The stock could still get there, though it’s not going to do it immediately, and it’s not going to do it with McLaughlin at the helm. Shares were down almost 4% on Monday morning — largely in response to the company’s disappointing Q4 outlook — as Alphabet Inc (NASDAQ:GOOGL) and SoftBank Group Corp. (OTCMKTS:SFTBY) executive Nikesh Arora prepares to take the top spot with the organization.

Looking Ahead for Palo Alto Networks

Palo Alto Networks said it was modeling for revenue of $625 million and $635 million for the fourth fiscal quarter currently underway. That should be enough to yield between $1.15 and $1.17 per share. Analysts had been, on average, expecting a profit of $1.21 per share, but were also only looking for a top line of $618.1 million.

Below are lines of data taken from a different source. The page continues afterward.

PR #345, opened 2026-07-24
Fix ion plan checkbox destroying beams and enable proton engine for ion plans

xskere:
First, this adds a confirm before the ion plan checkbox deletes beams:

Switching a plan between ion and conventional deletes every beam it contains, because the two kinds of beam are different types of object that cannot be converted into one another. Previously this happened silently and could not be undone, on a checkbox that is easy to hit by accident, and unchecking it on an imported plan scattered stray sequence items across the scene.

- The user is now asked to confirm whenever the change would discard beams. Declining leaves both the plan and the checkbox as they were.
- Removing a beam that was loaded from a DICOM dynamic beam sequence now also removes the sequence browser and sequences that drive it. Before, only the beam was removed, so the sequences module recreated it at the top of the scene, outside of any plan, once per dynamic beam. This covers every way of deleting a beam, not only the checkbox.

Second, keeps the Plastimatch proton engine available for ion plans:

Turning on the ion plan option removed the proton dose engine from the list of choices. It is now offered for ion plans as well.

The hook that lets an engine adjust its beam parameters when the ion plan option changes previously logged an error for any engine that did not implement it; it is now a silent no-op, since only engines with plan-dependent parameters need to react.

Re #331, #333

### DIFF
--- a/Beams/MRML/CMakeLists.txt
+++ b/Beams/MRML/CMakeLists.txt
@@ -9,6 +9,7 @@ set(${KIT}_INCLUDE_DIRECTORIES
   ${Slicer_Base_INCLUDE_DIRS}
   ${MRMLCore_INCLUDE_DIRS}
   ${vtkSlicerSegmentationsModuleLogic_INCLUDE_DIRS}
+  ${vtkSlicerSequencesModuleMRML_INCLUDE_DIRS}
   )
 
 # --------------------------------------------------------------------------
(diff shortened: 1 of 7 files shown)


cpinter:
Looks good, thank you!

@ferdymercury Please let us know what you think.

ferdymercury (approved):

ferdymercury:
Looks great thanks!

PR #346, opened 2026-08-21
BUG: Fix multi leaf collimator workflow in beam parameters

xskere:
The table selector was only given a scene when the beam already had a table and was left disabled otherwise, so a beam without one had a selector that could never be used. Generating a table then created it in the scene but could not select it, leaving it unattached to the beam, and the buttons acting on it stayed greyed out. The selector is now filled for every beam, a generated table is attached to the beam directly rather than through the selection, and the buttons follow the table the beam actually carries. Updating the boundaries of an existing table announces the change as one edit, so the beam model is rebuilt from the finished values instead of keeping its old shape. The scan spot selector had the same defect and is fixed the same way.

When the leaf positions were calculated, only the pairs covering the calculated outline were given positions, so pairs opened for a target selected earlier stayed open and the opening covered the old target and the new one together. Every pair is now closed before the ones the new outline needs are opened, and the pair count is derived so a table without rows yields no pairs rather than a huge number.

The closed curve holding the calculated opening is created hidden, being a by-product of the calculation rather than something to look at, and it is no longer released by hand after being taken out of the scene, which freed it twice when the target collapsed to a line or a point.

### DIFF
--- a/Beams/Logic/vtkSlicerMLCPositionLogic.cxx
+++ b/Beams/Logic/vtkSlicerMLCPositionLogic.cxx
@@ -91,6 +91,8 @@ namespace
 
 const char* MLCX_BOUNDARYANDPOSITION = "MLCX_BoundaryAndPosition";
 const char* MLCY_BOUNDARYANDPOSITION = "MLCY_BoundaryAndPosition";
+// Position given to both leaves of a pair that is shut, as used for a newly generated table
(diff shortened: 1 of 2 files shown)


cpinter:
Looks good to me, thank you! Just pinging @ferdymercury in case he wants to look at it (may find something odd). Thank you!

Given those numbers, the company is now expecting to report full-year revenue of between $2.24 and $2.25 billion, versus the analyst consensus of $2.21 billion, up 25.6% from last year’s $1.76 billion. Profit-wise, fiscal 2017’s bottom line of $2.71 was expected to grow to $3.89, while the company is modeling PANW earnings of between $3.86 and $3.89 per share.

While respectable, the stock’s mostly-unbridled strength for the past year implies investors were looking for growth.

Of course, the company’s topped estimates in almost every quarter for the past four years. It’s unlikely it wouldn’t continue doing so in the foreseeable future, possibly suggesting Palo Alto is lowballing to ensure a nice earnings beat three months from now.